But I don't see the Hillary being the most electable at all. And competence and inner confidence and the ability to admit mistakes are welcome traits, but she voted to give Bush more power on the Iraq resolution (and she certainly knew better), and then just did the same thing on Iran. Toast.

I saw her speak about 3 years ago at a forum arranged in SF by a Women Lawyer org and she was warm, deep and wonderful. Pink protested her even back then. Many of us dislike her votes and the old Republicans HATE her even more than Bill, if that is possible. Even my appreciation for Bill doesn't offsite my toast forecast on Hillary since I believe we get Bill in a BIG way with any Democratic admin, and even with a Republican one perhaps. Oddly enough that might be one of Bush2's more admirable and unexpected moves; perhaps Bush1 laid down an ultimatum.

I unfortunately think America is too misogynist and bigoted anyway to elect Hillary, and too pure racist to choose Obama. That leaves Edwards for me as the most electable, with the previous two on his cabinet.
All would certainly not discriminate on gay issues regardless. Didn't Edwards say something like he was not comfortable around some gays but would never discriminate against them? Hell, if we are talking about electability, he just AGREED with about 3/4 the straight Clinton/Obama haters (the other 1/4 DO want to discriminate). I think that oddly enough ADDS to his electability.

At 1:55 PM, Blogger Jimmy the Saint said...

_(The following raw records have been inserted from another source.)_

PR #131, opened 2021-05-14
[PD-7174] New URL routes bugfix

jeremytubbs:
## What does this PR do?
- Fixes bad recursion. Something was very wrong with how it was previously getting the filter URL paths, if you compare the amount that it was returning and the amount being stored in `rewriteRules.js` you will see that it was duplicating many URL and depending on `createPage` to filter out the duplicate URLs.  

- Removes unused default filter paths, a default filter must be defined in the config to be used in the URLs (OldSeoPaths still contain all possible old paths)

- Stops using kabab case and moves slugify method to `slugify.js` file because we cannot use ES6 imports in this file (the code is currently duplicated) 

### Release notes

Yes, Edwards said that. That was probably the most honest statement of the campaign. It also shows what effect his wife has on him, as in some ways, she'd make a lot better candidate than him. Overall, Clinton is the most compromised. Why do you think Fortune put her on the cover with that title? Because she won't rock the boat. She won't undo much of Bush's excesses. Both Hillary and Bill are just competent Republicans.